Martina Hausheer-Kaufmann nahm das kleine Theaterspiel mit der Krähe und einen Erntedankpsalm aus der Bibel zum Anlass, in ihrer Predigt über die Inspiration für das Dankbarsein zu sprechen. Der Psalm spricht neben sehr poetischen Bildern über wogende Kornfelder und rauschende Bäche auch, fast etwas irritierenderweise, über Schuld und Versagen. Doch Gott als grosser Zuhörer, heisst es weiter, schenkt Vergebung, sodass wir uns über die Fülle an Gutem freuen können.

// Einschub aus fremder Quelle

PR #3068, opened 2023-06-02
feat: add `FeedbackDataset` search endpoint

### LINKED ISSUE #3067: Feedback Dataset search endpoint
Create a new search endpoint `POST /api/v1/me/datasets/{dataset_id}/records/search` allowing to search records using the `search` function introduced in #3037.

## Input

The input payload of the endpoint will be for searching in all the fields of the dataset:

```json
{
  "query": {
    "text": { "q": "bad" }
  }
}
```

Input payload for searching in a specific field:

```json
{
  "query": {
    "text": { "q": "bad", "field": "text" }
  }
}
```

Additionally, the following query parameters could be provided:

- `include`: to specify which additional information has to be included in the output (like the `responses`)
- `response_status`: to filter the results based on the response status

## Output

```json
{
  "items": [
    {
      "record": {
        "id": "3fa85f64-5717-4562-b3fc-2c963f66afa6",
        "fields": {},
        "external_id": "string",
        "responses": [
          {
            "id": "3fa85f64-5717-4562-b3fc-2c963f66afa6",
            "values": {
              "question-1": {
                "value": "string"
              },
              "question-2": {
                "value": "string"
              },
              "question-3": {
                "value": "string"
              }
            },
            "status": "draft",
            "user_id": "3fa85f64-5717-4562-b3fc-2c963f66afa6",
            "inserted_at": "2023-06-02T14:42:30.335Z",
            "updated_at": "2023-06-02T14:42:30.335Z"
          }
        ],
        "inserted_at": "2023-06-02T14:42:30.335Z",
        "updated_at": "2023-06-02T14:42:30.335Z"
      },
      "query_score": 14.234
    }
  ]
}
```

gabrielmbmb:
# Description

This PR introduces a new endpoint `POST /api/v1/me/datasets/{dataset_id}/records/search` that will allow the user to search records using some basic queries over the fields.

Closes #3067

**Type of change**

**How Has This Been Tested**

New unit tests have been added to test the functionality of this new endpoint. In addition, I manually tested the endpoint using the Argilla dolly dataset.

**Checklist**


src/argilla/server/apis/v1/handlers/datasets.py
```diff
@@ -59,6 +69,16 @@ def _get_dataset(db: Session, dataset_id: UUID):
...
 
 
+def _merge_search_records(search_responses: "SearchResponses", records: List[Records]) -> List[SearchRecord]:
+    search_records = []
+    for response in search_responses.items:
+        record = next((r for r in records if r.id == response.record_id), None)
+        if record:
+            search_records.append(SearchRecord(record=record, query_score=response.score))
+            records.remove(record)
+    return search_records
```
gabrielmbmb: maybe this function would be better off in another file, but I'm not sure where to put it, since it is an auxiliary function for the endpoint

src/argilla/server/apis/v1/handlers/datasets.py
```diff
@@ -285,6 +295,61 @@ async def create_dataset_records(
...
+    records = datasets.get_records_by_ids(
+        db=db, dataset_id=dataset_id, record_ids=list(record_id_score_map.keys()), include=include
+    )
+
+    return SearchRecordsResult(
+        items=sorted(
+            [SearchRecord(record=record, query_score=record_id_score_map[record.id]) for record in records],
+            key=lambda x: x.query_score,
+            reverse=True,
+        )
```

Auch uns beschleicht vor so wunderbar geschmückten Erntedank-Körben, vor einem reichlich gedeckten Tisch oder vor einem übervollen Regal in der Lebensmittelabteilung manchmal ein ungutes Gefühl. Nicht alle können so zugreifen wie wir. Während die Einen zu wenig haben, werfen die Anderen vieles weg. Kann man da einfach Erntedank feiern? Ja, kann man. Es gehört eben auch dazu, das Schwierige miteinzuschliessen: die Last unserer Verstrickungen und alles was, schiefläuft, bis die Lebensmittel bei uns sind. Auch die Gedankenlosigkeit und die blinde Konsumiererei sind nicht ausgeschlossen. Das alles sollen wir in den Erntedankgottesdienst mitbringen.
Vielleicht helfen gerade das ehrliche Nachdenken und eine tief empfundene Dankbarkeit, und viele schöne Lieder und Gebete, dass man nicht so gierig und geizig und gedankenlos konsumiert. Das Aussprechen im Gebet, das Gehört-Werden mit unseren Anliegen und die Vergebung sind heilend und geben Kraft. Wir dürfen uns sättigen am Guten im Gotteshaus, heisst es.

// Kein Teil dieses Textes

PR #3088, opened 2023-06-06
feat: add `SearchEngine` pagination offset

### LINKED ISSUE #3074: Add pagination `offset` to search endpoint

gabrielmbmb:
# Description

This PR updates the `SearchEngine.search` method to add an `offset` parameter (Qdrant, Weaviate, Milvus, etc use `offset` and `limit` combination too) that will allow to skip results. Also, the `offset` parameter has been added to the search endpoint as a query parameter.

In addition, this PR fixes an issue for the search endpoint which was returning an empty list of `responses` for each record even if the `responses` were not in the `includes` query parameter.

Closes #3074

**Type of change**

**How Has This Been Tested**

Manual testing and I've added unit tests.

**Checklist**


src/argilla/server/apis/v1/handlers/datasets.py
```diff
@@ -347,7 +349,7 @@ async def search_dataset_records(
 
     for record in records:
         record_id_score_map[record.id]["search_record"] = SearchRecord(
-            record=record, query_score=record_id_score_map[record.id]["query_score"]
+            record=record.__dict__, query_score=record_id_score_map[record.id]["query_score"]
```
frascuchon, line 352: I think this is needed regarding the empty `responses` error, right?

src/argilla/server/search_engine.py
```diff
@@ -191,21 +192,15 @@ async def search(
             "_source": False,
             "query": {"bool": bool_query},
             "sort": ["_score", {"id": "asc"}],
+            "from": offset,
+            "size": limit,
```
frascuchon: I see we have all the extra body params as `from`, `size`, `sort`, and `source` defined in the `client.search`. I think we should pass them as method args instead of a raw body.
```suggestion
```

src/argilla/server/search_engine.py
```diff
@@ -191,21 +192,15 @@ async def search(
...
         }
-        # TODO: Work on search pagination after endpoint integration
-        next_page_token = None
-        if next_page_token:
-            # See https://www.elastic.co/guide/en/elasticsearch/reference/current/paginate-search-results.html
-            body["search_after"] = next_page_token
 
-        response = await self.client.search(index=self._index_name_for_dataset(dataset), size=limit, body=body)
+        response = await self.client.search(index=self._index_name_for_dataset(dataset), body=body)
```
frascuchon:
```suggestion
        response = await self.client.search(index=self._index_name_for_dataset(dataset),body=body, from_=offset, size=size, _source=False, sort=["_score", {"id": "asc"}])
```

frascuchon (approved):

src/argilla/server/apis/v1/handlers/datasets.py
gabrielmbmb: It won't give an error, but if we pass `record` instead of `record.__dict__`, `pydantic` tries to get the value of `record.responses`, and in this case `sqlalchemy` will return an empty list.

`record.__dict__` doesn't contain the `responses` key, and this way the value in the `pydantic.BaseModel` will be `None` (because it's an `Optional` field), which in combination with the `response_model_exclude_unset` endpoint flag makes the endpoint to not include the `responses` key in the output payload, which is the desired behaviour (instead of receiving `"responses": []`.

frascuchon (approved):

Dankbarkeit kann und soll man üben und pflegen. Das gibt Seelen-Muskelkraft. Es sei eine der schönsten und schwersten Tugenden, sagt man.
Besonders bewegend waren die Fürbitte und die Lieder, welche von den Religionsschülerinnen und Religionsschüler von Liselotte Heussi und Freya Riget vorgetragen wurden. Dabei konnten alle einen Moment Stille halten, sodass jeder seine eigene Dankbarkeit spüren konnte.

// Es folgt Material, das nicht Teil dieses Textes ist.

PR #3010, opened 2023-05-29
feat: add multi label selection question to the API

gabrielmbmb:
# Description

I've added the required class `MultiLabelSelectionQuestionSettings` to create the new type of question multi-label selection question (also known as a multi-choice question) and to validate the responses submitted for this kind of question.

Also, I've removed the parametrization of the `test_create_record_response_with_extra_question_responses` unit test that I'd added in #3005 accidentally because I thought the validation of this depended on the question itself.

Closes #2996

**Type of change**

- [x] New feature (non-breaking change which adds functionality)

**How Has This Been Tested**

I've created some unit tests to test the creation of this new type of question and also to validate the responses submitted to it.

**Checklist**

- [x] I have merged the original branch into my forked branch
- [ ] I added relevant documentation
- [x] follows the style guidelines of this project
- [x] I did a self-review of my code
- [ ] I made corresponding changes to the documentation
- [x] My changes generate no new warnings
- [x] I have added tests that prove my fix is effective or that my feature works
- [x] I have added relevant notes to the CHANGELOG.md file (See https://keepachangelog.com/)

PR #3100, opened 2023-06-06
feat: add `LabelQuestion` and `MultiLabelQuestion` in Python client

### LINKED ISSUE #3099: Support for single and multi-label selection question types in Python client

alvarobartt:
# Description

This PR adds support to the recently included `LabelSelectionQuestion` and `MultiLabelSelectionQuestion` new types of questions as of #3005 and #3010, respectively, in the Python client side.

Closes #3099 

**Type of change**

**How Has This Been Tested**

- [x] Add integration tests for the recently included questions

**Checklist**

### DIFF
--- a/src/argilla/client/feedback/dataset.py
+++ b/src/argilla/client/feedback/dataset.py
@@ -40,9 +40,9 @@ from argilla.client.feedback.schemas import (
     FeedbackDatasetConfig,
     FeedbackRecord,
     FieldSchema,
+    LabelQuestion,
     MultiLabelQuestion,
     RatingQuestion,
-    SingleLabelQuestion,
     TextField,
     TextQuestion,
 )
@@ -86,7 +86,7 @@ class FeedbackDataset:
         TypeError: if `fields` is not a list of `FieldSchema`.
         ValueError: if `fields` does not contain at least one required field.
         TypeError: if `questions` is not a list of `TextQuestion`, `RatingQuestion`,
-            `SingleLabelQuestion`, and/or `MultiLabelQuestion`.
+            `LabelQuestion`, and/or `MultiLabelQuestion`.
         ValueError: if `questions` does not contain at least one required question.
 
     Examples:
@@ -109,7 +109,7 @@ class FeedbackDataset:
         ...             required=True,
         ...             values=[1, 2, 3, 4, 5],
         ...         ),
-        ...         rg.SingleLabelQuestion(
+        ...         rg.LabelQuestion(
         ...             name="question-3",
         ...             description="This is the third question",
         ...             required=True,
@@ -163,7 +163,7 @@ class FeedbackDataset:
             TypeError: if `fields` is not a list of `FieldSchema`.
             ValueError: if `fields` does not contain at least one required field.
             TypeError: if `questions` is not a list of `TextQuestion`, `RatingQuestion`,
-                `SingleLabelQuestion`, and/or `MultiLabelQuestion`.
+                `LabelQuestion`, and/or `MultiLabelQuestion`.
             ValueError: if `questions` does not contain at least one required question.
             TypeError: if `guidelines` is not None and not a string.
             ValueError: if `guidelines` is an empty string.
@@ -188,7 +188,7 @@ class FeedbackDataset:
             ...             required=True,
             ...             values=[1, 2, 3, 4, 5],
             ...         ),
-            ...         rg.SingleLabelQuestion(
+            ...         rg.LabelQuestion(
             ...             name="question-3",
             ...             description="This is the third question",
             ...             required=True,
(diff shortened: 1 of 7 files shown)


src/argilla/client/feedback/dataset.py
```diff
@@ -199,9 +221,10 @@ def __init__(
             raise TypeError(f"Expected `questions` to be a list, got {type(questions)} instead.")
         any_required = False
         for question in questions:
-            if not isinstance(question, (TextQuestion, RatingQuestion)):
+            if not isinstance(question, (TextQuestion, RatingQuestion, SingleLabelQuestion, MultiLabelQuestion)):
```
frascuchon: could we use the `AllowedQuestionTypes ` typing somehow?

src/argilla/client/feedback/dataset.py
```diff
@@ -527,7 +560,19 @@ def delete_and_raise_exception(dataset_id: str, exception: Exception) -> None:
...
+                        id=argilla_id,
+                        question=question.dict(
+                            include={
+                                "name": True,
+                                "title": True,
+                                "description": True,
+                                "required": True,
+                                "settings": True,
+                            }
+                        ),
```
frascuchon: I think you can use directly a set in this case:

```suggestion
                        question=question.dict(
                            include={ "name", "title", "description", "required", "settings" }
                        ),
```

src/argilla/client/feedback/schemas.py
```diff
@@ -112,40 +117,54 @@ def title_must_have_value(cls, v: Optional[str], values: Dict[str, Any]) -> str:
...
+        return values
 
-    class Config:
-        validate_assignment = True
-        extra = Extra.forbid
+
+class _LabelQuestion(QuestionSchema):
+    settings: Dict[str, Any] = Field({})
+    labels: List[str] = Field(unique_items=True)
+    visible_labels: Optional[PositiveInt] = None
```
frascuchon: We talked about a default value of `20` from the Python client.

src/argilla/client/feedback/dataset.py
alvarobartt: We cannot call `isintance` over an `Union`, neither `issubclass` 😢

src/argilla/client/feedback/schemas.py
alvarobartt: Oh ok I missed that, I just followed the API spec, but 20 makes sense 😄

src/argilla/client/feedback/dataset.py
```diff
@@ -199,9 +221,10 @@ def __init__(
             raise TypeError(f"Expected `questions` to be a list, got {type(questions)} instead.")
         any_required = False
         for question in questions:
-            if not isinstance(question, (TextQuestion, RatingQuestion)):
+            if not isinstance(question, (TextQuestion, RatingQuestion, LabelQuestion, MultiLabelQuestion)):
```
gabrielmbmb, line 224: Maybe we could create a base class for the questions and just do `isinstance(question, BaseQuestion)`

src/argilla/client/feedback/schemas.py
```diff
@@ -103,49 +108,80 @@ class QuestionSchema(BaseModel):
...
+        return values
 
-    class Config:
-        validate_assignment = True
-        extra = Extra.forbid
+
+class _LabelQuestion(QuestionSchema):
+    settings: Dict[str, Any] = Field(default_factory=dict, allow_mutation=False)
+    labels: Union[List[str], Dict[str, str]] = Field(unique_items=True, min_items=2)
+    visible_labels: Optional[conint(ge=3)] = 20
```
gabrielmbmb: in the backend we're using `options` instead of `labels`, maybe it's better to align to that here

src/argilla/client/feedback/schemas.py
```diff
@@ -103,49 +108,80 @@ class QuestionSchema(BaseModel):
...
+    def labels_dict_must_be_valid(cls, v: Union[List[str], Dict[str, str]]) -> Union[List[str], Dict[str, str]]:
+        if isinstance(v, list):
+            return v
+        if isinstance(v, dict):
+            if len(v.keys()) < 2:
+                raise ValueError("ensure this dict has at least 2 items")
+            if len(set(v.values())) != len(v.values()):
+                raise ValueError("ensure this dict has unique values")
+            return v
+        raise TypeError("ensure this value is a list or a dict")
```
frascuchon: I think this is handled by pydantic using the field definition, isn't it?

src/argilla/client/feedback/dataset.py
gabrielmbmb: I've seen that we could use `QuestionSchema`, but if for some reason a user creates a class inheriting from it, it would pass this validation and we would have some errors later.

src/argilla/client/feedback/schemas.py
alvarobartt: It's not, the `Field(unique_items, min_items)` just works for lists, not for dicts; so we need to add this validation layer besides the `Field`

alvarobartt: Or you mean the `TypeError`?

src/argilla/client/feedback/dataset.py
alvarobartt: We wanted to specifically constraint this to the supported questions in the Python client, that's why :(

src/argilla/client/feedback/schemas.py
alvarobartt: Yes I know, but we decided that user-wise it's better to use `labels` as doesn't make much sense to define a `LabelQuestion` with `options` instead of `labels`, but if you both agree @frascuchon, I can revert that to be `options` too 😄

frascuchon (approved):
I think we could setup the `settings` attribute as private for the Questions and Field types. Even more, since we're providing the question configuration  through specific properties, these `settings` field  could be generate later when needed (only for the API calls)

Nach dem Gottesdienst versammelten sich die Besucherinnen und Besucher im Eingang und draussen vor der Kirche, um die Erntegaben miteinander zu teilen und etwas zu trinken. Die Kinder durften sich kreativ ausleben und Krähen basteln, welche am Schluss noch mit Erdnüssen befüllt werden konnten.
Das diesjährige Erntedankfest war mehr als nur eine Feier – es war eine Erinnerung daran, wie wertvoll es ist, sich Zeit zu nehmen und die Fülle des Lebens zu schätzen. Die Menschen gingen mit dem Gefühl nach Hause, dass auch im hektischen Alltag Momente der Dankbarkeit einen festen Platz finden sollten.
pd.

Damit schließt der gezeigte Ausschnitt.